In Girum Imus Nocte et Consumimur Igni.

We turn a circle in the night and are consumed by the fire.

Happy B’day Shalini, who could never resist a palindrome. Timeous at 25, and so pivotal to my encounter with words.

perhaps some context.

There was once a word that symbolised the long arm of human destiny. It evoked the march of unfurling aeons and impetous eras;  the cosmic harmony that enables all our sorry existences. In good time, all things are done.

Sophocles, long ago, heard it upon the Aegean, and it brought to his mind the turbid ebb and flow of human misery

Timeous, with the timbre to suit hefty import, was a majestic ship; leisurely in wrath and generous in her wake. She is now arch. in dictionaries, that graveyard of brave lingo. Men sank her when they dismissed things that happened in their own good time and began to expect them to happen in their good time. Substituted by her timely cousin, the word was divorced from meaning and left the quiet death of redundancy.

I was glad to have the chance to take her on a small run.

Words, used timeously, that have complementary timely and timeless import.

A Period is a connected series of events and their ultimate resolution, so far as is historically determinable. It is a full historical argument, as well as a chronological category. The Reformation is a period.

A Cycle is a series of similar periods, usually leading up to some dramatic upheaval in the society concerned. Cycles can operate both within and across periods. Their influence, similarly, can migrate outside the populations they afflict. Entire political societies experiencing the same cycle at any given date is unlikely. Cycles are the photons of time: visible only long post origin. Revolutions are a cycle in history.

An Epoch is the beginning of a period or a Life. The Epoch of Shalini began in 1985.

An Era is the outcome of interwoven cycles and periods over a defined chronology. Modernity is an era.

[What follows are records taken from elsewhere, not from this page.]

PR #4603, opened 2017-07-21
Add supporting code for using JWT bearer token exchange with oauthlib

chdorner:

This is adding a new grant type (`h.oauth.jwt_grant`) in the form oauthlib understands (responding to `create_token_response` and `validate_token_request`).

_This is split out from #4602._

### DIFF
--- a/h/oauth/errors.py
+++ b/h/oauth/errors.py
@@ -1,0 +1,21 @@
+# -*- coding: utf-8 -*-
+
+from __future__ import unicode_literals
+
+from oauthlib.oauth2 import InvalidGrantError
+
+
+class MissingJWTGrantTokenClaimError(InvalidGrantError):
+    def __init__(self, claim, claim_description=None):
+        if claim_description:
+            self.description = "Missing claim '{}' ({}) from grant token.".format(claim, claim_description)
+        else:
+            self.description = "Missing claim '{}' from grant token.".format(claim)
+
+
+class InvalidJWTGrantTokenClaimError(InvalidGrantError):
+    def __init__(self, claim, claim_description=None):
+        if claim_description:
+            self.description = "Invalid claim '{}' ({}) in grant token.".format(claim, claim_description)
+        else:
+            self.description = "Invalid claim '{}' in grant token.".format(claim)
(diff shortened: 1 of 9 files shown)


h/oauth/jwt_grant.py
```diff
@@ -0,0 +1,64 @@
...
+from h.oauth.jwt_grant_token import JWTGrantToken
+
+
+class JWTAuthorizationGrant(GrantTypeBase):
+    def __init__(self, request_validator, user_svc, domain):
+        self.request_validator = request_validator
+        self.user_svc = user_svc
+        self.domain = domain
+
+    def create_token_response(self, request, token_handler):
```
nickstenning: Here as elsewhere, I think it's probably important to document that `request` is an `oauthlib.common.Request`, otherwise the default assumption in this codebase is going to be that it's a `pyramid.request.Request`.

h/services/oauth_validator.py
```diff
@@ -84,6 +105,9 @@ def validate_scopes(self, client_id, scopes, request, *args, **kwargs):
         return (scopes == default_scopes)
 
     def _find_client(self, id_):
+        if id_ is None:
```
nickstenning: Is it worth testing the positive branch here?

h/oauth/errors.py
```diff
@@ -0,0 +1,21 @@
...
+
+from __future__ import unicode_literals
+
+from oauthlib.oauth2 import InvalidGrantError
+
+
+class MissingJWTGrantTokenClaimError(InvalidGrantError):
+    def __init__(self, claim, claim_description=None):
+        if claim_description:
+            self.description = 'Missing grant token {} ({}).'.format(claim_description, claim)
```
chdorner: Yep, I agree. I would like to leave the sentence structure though because it's how [oauthlib](https://github.com/idan/oauthlib/blob/master/oauthlib/oauth2/rfc6749/errors.py#L137) [error](https://github.com/idan/oauthlib/blob/master/oauthlib/oauth2/rfc6749/errors.py#L153) [messages](https://github.com/idan/oauthlib/blob/master/oauthlib/oauth2/rfc6749/errors.py#L149) [look](https://github.com/idan/oauthlib/blob/master/oauthlib/oauth2/rfc6749/errors.py#L145) [like](https://github.com/idan/oauthlib/blob/master/oauthlib/oauth2/rfc6749/errors.py#L141).

But I'll change it to `Missing claim 'iss' (issuer) from grant token`.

An Aeon is an unmeasurable length of time. Humanity is a bane for the aeons.

*****

A List for Today

Logos, Tarot Eight.

Some European Words.

  1. Gotterdammerung (German): Complete destruction of an institution, regime, or order.
  2. Schwarmerei (German): A vague, uncertain yearning. What is in English a velleity.
  3. Sprezzatura (Italian): The art of doing everything gracefully and effortlessly.
  4. Feuilleton (French): A discursive, personal exploration of a theme. Often light-spirited, and spun around a single detail, like a piece of grit that transforms into a pearl.
  5. Wildwuchs (German): Wildfire growth.
  6. Totenfresserei (German): Feeding on the dead.